### ASSIGNMENT
All lines below are to be output exactly as they stand.

### RECORDS PROVIDED

........

PR #1962, opened 2024-01-08
Update README.md

AaronAbuUsama:
Add deprecation notice

## Rational

This repo is causing confusion


carlosgj94 (approved):
Agreed. 
This repo is not only useless and doesn't work, but also creates confusion. Let's archive it as well after passing this PR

........

### YOUR SOLUTION
PR #1962, opened 2024-01-08
Update README.md

AaronAbuUsama:
Add deprecation notice

## Rational

This repo is causing confusion


carlosgj94 (approved):
Agreed. 
This repo is not only useless and doesn't work, but also creates confusion. Let's archive it as well after passing this PR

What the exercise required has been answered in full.